Dataset entries:
══════
PR #787, opened 2023-10-11
Revert: Change the lint job to be noob so it is not required

RafalKorepta:


joejulian:
I'm just going to close this and rework the workflows to do the lint correctly.

PR #788, opened 2023-10-12
Split test cases to lower the amount of time test takes in CI

RafalKorepta:
The test case 12, 13 and 15 as each takes more than 15 minutes.


alejandroEsc (approved):
lgtm, let's agree that this will not be permanent but needed for investigations.

PR #792, opened 2023-10-13
Make connectors test failure more verbose

RafalKorepta:
* Manage Connectors now will have debug log level during tests
* When mirror maker 2 test fails bash execution gather much more information about the state of the connectors
* Bump connector image tag/version


alejandroEsc (approved):
Lgtm, nice

Issue #799, opened 2023-10-16
large ints converted to scientific notation


joejulian:
### What happened?

With a values file like:
```
config:
  cluster:
    retention_local_target_ms_default: 21600000
```
the rpk command in post-update job is created like:
```
rpk cluster config set retention_local_target_ms_default 2.16e+07
```

### What did you expect to happen?

The command should be
```
rpk cluster config set retention_local_target_ms_default 21600000
```

### How can we reproduce it (as minimally and precisely as possible)?. Please include values file.

<details>

```console
$ helm get values <redpanda-release-name> -n <redpanda-release-namespace> --all
# paste output here
```

</details>

### Chart Version(s)

<details>

```console
$ helm -n <redpanda-release-namespace> list 
# paste output here
```

</details>

### Cloud provider

<details>

</details>

PR #800, opened 2023-10-16
fix large int produces scientific notation rpk command

joejulian:
Fixes https://github.com/redpanda-data/helm-charts/issues/799

### DIFF
--- a/charts/redpanda/ci/02-one-node-cluster-no-tls-no-sasl-values.yaml
+++ b/charts/redpanda/ci/02-one-node-cluster-no-tls-no-sasl-values.yaml
@@ -30,3 +30,9 @@ connectors:
   enabled: true
   logging:
     level: debug
+
+# tests to ensure this large int isn't converted to scientific notation for the rpk commands
+# in post-upgrade job.
+config:
+  cluster:
+    retention_local_target_ms_default: 21600000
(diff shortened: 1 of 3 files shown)


alejandroEsc (approved):
At which level does this get changed to scientific notation?

charts/redpanda/ci/02-one-node-cluster-no-tls-no-sasl-values.yaml
```diff
@@ -30,3 +30,9 @@ connectors:
   enabled: true
   logging:
     level: debug
+
+# tests to ensure this large int isn't converted to scientific notation for the rpk commands
+# in post-upgrade job.
+config:
+  cluster:
+    retention_local_target_ms_default: 21600000
```
RafalKorepta, line 38: The same apply to tiered storage

https://github.com/redpanda-data/helm-charts/blob/9744a28e9cb9dc8da141a2f2fa0a6af849ea6bb5/charts/redpanda/templates/_configmap.tpl#L290-L303
and
https://github.com/redpanda-data/helm-charts/blob/9744a28e9cb9dc8da141a2f2fa0a6af849ea6bb5/charts/redpanda/templates/_configmap.tpl#L83-L97

joejulian: Please open a new issue.

PR #803, opened 2023-10-17
Unify connectors test suite

RafalKorepta:
Use curl retry mechanisms and remove bash loop, by new curl common parameters. Both test execution will use trap function to report current state.


alejandroEsc (approved):
nice change, lgtm

PR #805, opened 2023-10-17
fix: do not generate client certs if mtls is not used

### LINKED ISSUE #804: Custom certificates no longer supported
### What happened?

As of 5.6.0 custom certificates, defined by `secretRef` under the `tls` key, no longer work. The root-issuer is not installed (correct behavior) but mTLS client certs are installed referencing the former (incorrect behavior). We do not use mTLS, all of the `*.requireClientAuth` keys are set to `false`.

Besides that, it seems that the mTLS implementation is incomplete. Client certificates are only generated given the `.Values.listeners.kafka.tls.cert` configuration and the same key is ignored for `admin`, `rpc`, `schemaRegistry`, and `http`. If for any of the keys mentioned varying `*.tls.cert` values are used, this implementation breaks.

This is also discussed here in the following Slack thread: https://redpandacommunity.slack.com/archives/C01AJDUT88N/p1697552873739689

Using the custom provided certificates.

Provide any secret to the secret ref, the output contains mentions of issuer and mtls.

_No response_

_No response_

### Chart Version(s)

5.6.0 and up

### Cloud provider

n/a

zegerius:
closes #804

### DIFF
--- a/charts/redpanda/Chart.yaml
+++ b/charts/redpanda/Chart.yaml
@@ -23,7 +23,7 @@ type: application
 # The chart version and the app version are not the same and will not track
 # together. The chart version is a semver representation of changes to this
 # chart.
-version: 5.6.25
+version: 5.6.26
 
 # The app version is the default version of Redpanda to install.
 # ** NOTE for maintainers: please ensure the artifacthub image annotation is updated before merging
--- a/charts/redpanda/templates/_helpers.tpl
+++ b/charts/redpanda/templates/_helpers.tpl
@@ -639,8 +639,10 @@ return licenseSecretRef.key checks deprecated values entry if current values emp
 - name: redpanda-{{ $name }}-cert
   mountPath: {{ printf "/etc/tls/certs/%s" $name }}
     {{- end }}
+    {{- if (include "client-auth-required" . | fromJson).bool }}
 - name: mtls-client
   mountPath: /etc/tls/certs/{{ template "redpanda.fullname" $ }}-client
+    {{- end }}
   {{- end }}
 {{- end -}}
 
@@ -661,10 +663,12 @@ return licenseSecretRef.key checks deprecated values entry if current values emp
     secretName: {{ template "cert-secret-name" $r }}
     defaultMode: 0o440
     {{- end }}
+    {{- if (include "client-auth-required" . | fromJson).bool }}
 - name: mtls-client
   secret:
     secretName: {{ template "redpanda.fullname" $ }}-client
     defaultMode: 0o440
+    {{- end }}
   {{- end -}}
   {{- if and .Values.auth.sasl.enabled (not (empty .Values.auth.sasl.secretRef )) }}
 - name: users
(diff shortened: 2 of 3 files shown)


zegerius:
If a larger fix is required, I would propose to merge this to fix the current blocker for those using custom certs using secretRef and keeping the issue open (renamed) and fixing the mTLS related issues.

charts/redpanda/templates/_helpers.tpl
```diff
@@ -637,8 +637,10 @@ return licenseSecretRef.key checks deprecated values entry if current values emp
 - name: redpanda-{{ $name }}-cert
   mountPath: {{ printf "/etc/tls/certs/%s" $name }}
     {{- end }}
+    {{- if .Values.listeners.kafka.tls.requireClientAuth }}
```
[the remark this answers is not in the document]
joejulian: The client cert created in the certificates template will be signed by the one single CA so will be valid for any service that uses that CA for validation.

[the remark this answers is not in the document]
joejulian: We haven't had any specific use-case guiding this implementation so we're open to input. I think you're probably right that we should be checking the requireClientAuth for all the listeners.

zegerius:
I had to rebase with upstream, apologies for the conflicts. Should be fine to merge now. @joejulian

charts/redpanda/templates/_helpers.tpl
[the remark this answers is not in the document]
alejandroEsc: Would be best to have this in a helper function, something called "client-auth-required" to make this a bit more tidy.

charts/redpanda/Chart.yaml
```diff
@@ -23,7 +23,7 @@ type: application
 # The chart version and the app version are not the same and will not track
 # together. The chart version is a semver representation of changes to this
 # chart.
-version: 5.6.19
+version: 5.6.20
```
alejandroEsc, line 26: will need this bumped to 21 for now.

charts/redpanda/templates/_helpers.tpl
```diff
@@ -639,8 +639,10 @@ return licenseSecretRef.key checks deprecated values entry if current values emp
...
 - name: mtls-client
-  mountPath: /etc/tls/certs/{{ template "redpanda.fullname" $ }}-client
+  mountPath: /etc/ls/certs/{{ template "redpanda.fullname" $ }}-client
```
alejandroEsc, line 644: /ls/certs? should this not be tls? If you are correct here we should fix this, that doesnt make sense.

charts/redpanda/templates/certs.yaml
```diff
@@ -76,6 +76,8 @@ spec:
 ---
   {{- $name := .Values.listeners.kafka.tls.cert }}
   {{- $data := get .Values.tls.certs $name }}
+  {{- if (empty $data.secretRef ) }}
+  {{- if or (.Values.listeners.kafka.tls.requireClientAuth .Values.listeners.admin.tls.requireClientAuth .Values.listeners.schemaRegistry.tls.requireClientAuth .Values.listeners.rpc.tls.requireClientAuth .Values.listeners.http.tls.requireClientAuth) }}
```
alejandroEsc, line 80: helper function here for readability please.

alejandroEsc (commented):
A few asks, but looking great, thank you!

zegerius:
@alejandroEsc thanks for the feedback. Resolved and bumped to latest again.

charts/redpanda/templates/certs.yaml
```diff
@@ -76,6 +76,8 @@ spec:
 ---
   {{- $name := .Values.listeners.kafka.tls.cert }}
   {{- $data := get .Values.tls.certs $name }}
+  {{- if (empty $data.secretRef ) }}
```
alejandroEsc, line 79: can we merge these two if statements?

alejandroEsc (commented):
looking good! just one question and another version bump. I will prioritize this PR next. Thank you.

alejandroEsc:
> @alejandroEsc does the added template function require change after #810 ?

I will take care of it, thank you.

alejandroEsc (approved):
lgtm

joejulian (approved):
Thanks!

PR #806, opened 2023-10-17
Redpanda: change default for redpanda users, opt in to user list. 

alejandroEsc:


RafalKorepta (approved):

joejulian:
We should add a check that will fail if the users list is empty and there is not secretRef.

RafalKorepta (approved):

PR #810, opened 2023-10-20
Add secretRef to listener TLS definition

RafalKorepta:

PR #816, opened 2023-10-21
Fix Redpanda schema values

RafalKorepta:
In previous PR https://github.com/redpanda-data/helm-charts/pull/810 I made mistake where secretRef is defined and it's schema.

REF:

https://github.com/redpanda-data/helm-charts/blob/3c27d893fa51e709390352f3c55a7a8a0178f712/charts/redpanda/templates/_helpers.tpl#L579-L580
https://github.com/redpanda-data/helm-charts/blob/3c27d893fa51e709390352f3c55a7a8a0178f712/charts/redpanda/templates/_helpers.tpl#L657-L661
https://github.com/redpanda-data/helm-charts/blob/3c27d893fa51e709390352f3c55a7a8a0178f712/charts/redpanda/values.yaml#L187-L188

### DIFF
--- a/charts/redpanda/Chart.yaml
+++ b/charts/redpanda/Chart.yaml
@@ -23,7 +23,7 @@ type: application
 # The chart version and the app version are not the same and will not track
 # together. The chart version is a semver representation of changes to this
 # chart.
-version: 5.6.26
+version: 5.6.27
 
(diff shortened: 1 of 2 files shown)


alejandroEsc (approved):
lgtm

PR #825, opened 2023-10-25
redpanda: change fullname when nameOverride is added

### LINKED ISSUE #727: fullname vs name in Redpanda helm chart
### What happened?

The Redpanda helm chart currently assigns `redpanda.fullname` as the name for the created StatefulSet.

`redpanda.fullname` is currently rendered as either fullnameOverride or release-name as of now. It does not make use of `redpanda.name` (e.g., via `printf "%s-%s" .Release.Name $name`):

```
{{- define "redpanda.fullname" -}}
{{- if .Values.fullnameOverride -}}
{{- .Values.fullnameOverride | trunc 63 | trimSuffix "-" -}}
{{- else -}}
{{- printf "%s" .Release.Name | trunc 63 | trimSuffix "-" -}}
{{- end -}}
{{- end -}}
```

I'm using Redpanda as a dependency in a Helm chart that brings up several services. But due to the above rendering, the StatefulSet and pods from the Redpanda chart show up with the top-level chart's release name (the stateful set is `release-name` and the pods are `release-name-0`...). That makes it hard to tell apart the redpanda resources from the top-level chart's own resources.

I was hoping to only set `redpanda.nameOverride=foo` in my chart's `values.yaml` and have the Redpanda StatefulSets and pods show up as something like `release-name-foo` instead.

<details>

```console
$ helm template ./redpanda --set nameOverride="foo"

<snip>
Source: redpanda/templates/statefulset.yaml
apiVersion: apps/v1
kind: StatefulSet
metadata:
  name: release-name # <------- does not use $name, could be release-name-$name perhaps.
  labels:
    app.kubernetes.io/component: foo
    app.kubernetes.io/instance: release-name
    app.kubernetes.io/managed-by: Helm
    app.kubernetes.io/name: foo
    helm.sh/chart: redpanda-5.4.2
<snip>
```

</details>

_No response_

Redpanda

### Chart Version(s)

<details>

I noticed it first on 2.6.1, but this is also on the latest chart and current main.

</details>

### Cloud provider

NA

alejandroEsc:
Fixes #727 

Attempting to append to fullname whe nameOverride set.
We also try to keep chart backwards compatible and not change fullname if override not set.

### DIFF
--- a/charts/redpanda/Chart.yaml
+++ b/charts/redpanda/Chart.yaml
@@ -23,7 +23,7 @@ type: application
 # The chart version and the app version are not the same and will not track
 # together. The chart version is a semver representation of changes to this
 # chart.
-version: 5.6.29
+version: 5.6.30
 
 # The app version is the default version of Redpanda to install.
 # ** NOTE for maintainers: please ensure the artifacthub image annotation is updated before merging
--- a/charts/redpanda/templates/_helpers.tpl
+++ b/charts/redpanda/templates/_helpers.tpl
@@ -29,7 +29,11 @@ We truncate at 63 chars because some Kubernetes name fields are limited to this 
 {{- if .Values.fullnameOverride -}}
 {{- .Values.fullnameOverride | trunc 63 | trimSuffix "-" -}}
 {{- else -}}
+{{- if .Values.nameOverride }}
+{{- printf "%s-%s" .Release.Name .Values.nameOverride | trunc 63 | trimSuffix "-" -}}
+{{- else -}}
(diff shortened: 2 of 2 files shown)


RafalKorepta (changes requested):
As per https://github.com/redpanda-data/helm-charts/issues/727#issuecomment-1780938265 comment `nameOverride` should not be used in fullname template.

joejulian:
This is the wrong way to do this. See https://github.com/redpanda-data/helm-charts/issues/727#issuecomment-1782025771 Closing this PR.

PR #832, opened 2023-10-26
convert values passed to SI-to-bytes to a string before processing

joejulian:
Buildkite nightlies are failing with:

```
Error: INSTALLATION FAILED: template: redpanda/templates/statefulset.yaml:56:41: executing "redpanda/templates/statefulset.yaml" at <include "statefulset-checksum-annotation" .>: error calling include: template: redpanda/templates/_statefulset.tpl:116:44: executing "statefulset-checksum-annotation" at <include "configmap-content-no-seed" .>: error calling include: template: redpanda/templates/_configmap.tpl:91:23: executing "configmap-content-no-seed" at <include "SI-to-bytes" $element>: error calling include: template: redpanda/templates/_helpers.tpl:207:27: executing "SI-to-bytes" at <$si>: wrong type for value; expected string; got float64
```
because the value being passed to the helper is a float64. Convert it to a string so `hasSuffix` doesn't error.

### DIFF
--- a/charts/redpanda/Chart.yaml
+++ b/charts/redpanda/Chart.yaml
@@ -23,7 +23,7 @@ type: application
 # The chart version and the app version are not the same and will not track
 # together. The chart version is a semver representation of changes to this
 # chart.
-version: 5.6.33
+version: 5.6.34
 
 # The app version is the default version of Redpanda to install.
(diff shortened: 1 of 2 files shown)


alejandroEsc (approved):
lgtm, should be backwards compatible.

RafalKorepta (approved):

PR #1696, opened 2023-05-03
Add shim support for boto rsync_buffer_lines

NickGoog:
My yapf formatting changes appear to have picked up other files.

I edited:
* `gslib/tests/test_shim_util.py`
* `gslib/utils/shim_util.py`


dilipped:
Looks good. Some rsync and cp tests are failing in kokoro, are those related? 

also, was the parity check script executed for all these flags? Did you confirm that they work as intended?

NickGoog:
No parity done yet. The PR will get huge if I start that.

dilipped:
Can we add one flag at a time in that case. It's risky to add all those flags to the shim without verifying that they work as intended. To keep the PR small, maybe we can add one flag, update the tests if needed, check it with paritycheck script, push, and repeat this for other flags. This might mean a lot more PRs, but we will avoid submitted something without testing.

NickGoog:
Isn't this all in alpha? Parity probably won't be ready for weeks

NickGoog:
Isn't this all in alpha? Parity probably won't be ready for weeks

NickGoog:
This might take a while

gslib/utils/shim_util.py
```diff
@@ -401,7 +403,10 @@ def _translate_top_level_flags(self):
       top_level_flags.append('--impersonate-service-account=' +
                              constants.IMPERSONATE_SERVICE_ACCOUNT)
     # TODO(b/208294509) Add --perf-trace-token translation.
-    if not self.parallel_operations:
+    rsync_parallelism_disabled = self.command_name != 'rsync' or (
```
rrauber, line 406: With rsync in the variable name it's a bit counterintuitive for this to be true when the command is not rsync. How about something like this?
 
```
should_use_rsync_override = self.command_name == 'rsync' and not (process and thread count check)
if not self.parallel_operations and not should_use_rsync_override:
  ...
```

gslib/tests/test_rsync.py
```diff
@@ -257,13 +293,31 @@ def _Check1():
...
            suri(bucket2_uri)], return_stderr=True)
-      self.assertIn('obj1 has an invalid mtime in its metadata', stderr)
-      self.assertNotIn('obj2 has an invalid mtime in its metadata', stderr)
-      self.assertIn(
-          'obj3 has an mtime more than 1 day from current system '
-          'time', stderr)
-      self.assertIn('obj4 has a negative mtime in its metadata', stderr)
-      self.assertIn('obj5 has a negative mtime in its metadata', stderr)
+      if self._use_gcloud_storage:
+        self.assertTrue(
```
rrauber, line 297: Does self.assertRegex work here?

gslib/tests/test_rsync.py
```diff
@@ -2463,12 +2590,12 @@ def _Check1():
     @Retry(AssertionError, tries=3, timeout_secs=1)
     def _Check2():
       # Check that re-running the same rsync command causes no more changes.
-      self.assertEquals(
-          NO_CHANGES,
-          self.RunGsUtil(['rsync', '-d',
-                          suri(bucket1_uri),
-                          suri(bucket2_uri)],
-                         return_stderr=True))
+      # Check that re-running the same rsync command causes no more changes.
```
rrauber, line 2593: Looks like this comment is duplicated.

gslib/commands/cp.py
```diff
@@ -639,11 +640,35 @@
...
+
+  Args:
+    sub_opts: List of pairs representing flag keys and values, e.g.
+      [('a', 'public-read')]
+  """
+  predefined_acl_idx = None
+  for i, (k, _) in enumerate(sub_opts):
+    if k == '-a':
+      predefined_acl_idx = i
+      break
```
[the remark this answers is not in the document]
NickGoog: Not mutating `sub_opts` might be infeasible b/c `self.sub_opts` is attached to the `Command` object and appears at different points in execution. In other words, I don't think there's a clean place where we can pass a long a clean copy of `sub_opts` with the translations made.

This transform function is specific to `cp`, `mv`, and `rsync` (not `acl` or `defacl`, which use the same translation map but with different syntax). Moving it to a more generic location didn't make sense to me for that reason.

gslib/tests/test_rsync.py
NickGoog: Good catch

gslib/utils/shim_util.py
NickGoog: Good idea

gslib/tests/test_rsync.py
NickGoog: Done

gslib/tests/test_rsync.py
```diff
@@ -465,18 +532,18 @@ def test_bucket_to_bucket_dst_mtime(self):
     # matches dst.
     src_bucket = self.CreateBucket()
     dst_bucket = self.CreateBucket()
-    self.CreateObject(bucket_uri=src_bucket,
-                      object_name='obj1',
-                      contents=b'OBJ1')
-    self.CreateObject(bucket_uri=src_bucket,
-                      object_name='subdir/obj2',
-                      contents=b'subdir/obj2')
+    source_obj1 = self.CreateObject(bucket_uri=src_bucket,
```
rrauber, line 535: Are these `source_obj` variables used?

gslib/tests/test_rsync.py
```diff
@@ -201,16 +232,21 @@ def test_invalid_args(self):
     self.RunGsUtil(['rsync', suri(bucket_uri), suri(obj1)], expected_status=1)
     # rsync bucket to non-existent bucket.
     self.RunGsUtil(
-        ['rsync', suri(bucket_uri), self.nonexistent_bucket_name],
+        ['rsync',
+         suri(bucket_uri), 'gs://' + self.nonexistent_bucket_name],
```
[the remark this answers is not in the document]
rrauber: Think it'd be worth adding a bucket to directory case so we don't lose coverage?

gslib/tests/test_rsync.py
```diff
@@ -1837,25 +1928,52 @@ def _Check1():
...
+        self.assertRegex(stderr, uid_regex.format('obj13'))
+        self.assertRegex(stderr, gid_regex.format('obj14'))
+        self.assertRegex(stderr, gid_regex.format('obj15'))
+        self.assertRegex(stderr, read_regex.format('obj16'))
+        self.assertRegex(stderr, read_regex.format('obj17'))
+        self.assertRegex(stderr, read_regex.format('obj18'))
+        self.assertRegex(stderr, read_regex.format('obj19'))
+      else:
+        self.assertIn(ORPHANED_FILE, stderr)
+        self.assertTrue(BuildErrorRegex(obj1, POSIX_MODE_ERROR).search(stderr))
```
rrauber, line 1959: These could also probably be self.assertRegex (though I see that this was gsutil code)

gslib/tests/test_rsync.py
```diff
@@ -3291,11 +3421,13 @@ def test_bucket_to_bucket_includes_arbitrary_headers(self):
         suri(bucket2_uri)
     ],
                             return_stderr=True)
-
-    headers_for_all_requests = re.findall(r"Headers: \{([\s\S]*?)\}", stderr)
-    self.assertTrue(headers_for_all_requests)
-    for headers in headers_for_all_requests:
-      self.assertIn("'arbitrary': 'header'", headers)
+    if self._use_gcloud_storage:
+      self.assertIn('--additional-headers=arbitrary=header', stderr)
```
rrauber, line 3425: I think this test was intended to ensure that all requests contained the additional header, so this assertion is a bit weaker than the gsutil one. Is it possible to do a similar check here?

rrauber (approved):

gslib/tests/test_rsync.py
NickGoog: Good catch

gslib/tests/test_rsync.py
NickGoog: Done

gslib/tests/test_rsync.py
NickGoog: Good call. Done.

PR #1699, opened 2023-05-11
Du shim support and test parity.

rrauber:
All tests pass as they are with the current gcloud implementation.


dilipped (commented):
Was the parity script ran for all these flags?

dilipped (commented):
Was the parity script ran for all these flags?

rrauber:
It was! As I mentioned in the description no test changes were necessary.

PR #1703, opened 2023-05-16
Respect PAP and UBLA settings in S3 tests.

rrauber:
S3 equivalents of PAP and UBLA got enabled for our test project, which caused some tests to fail. This PR introduces some code to respect settings for PAP and UBLA passed to the CreateBucket helper method for S3, which parallels the approach we took for the GCS APIs.

Since these features aren't supported by gsutil, I had to use some low(-er) level boto methods to disable them.


NickGoog:
Can you log into the S3 project and disable these new default settings?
══════
**Task prompt**
The reply should hold only the lines from the top of the records through the line that has "PR #788, opened 2023-10-12", each one exact.

**Answer space**
PR #787, opened 2023-10-11
Revert: Change the lint job to be noob so it is not required

RafalKorepta:


joejulian:
I'm just going to close this and rework the workflows to do the lint correctly.

PR #788, opened 2023-10-12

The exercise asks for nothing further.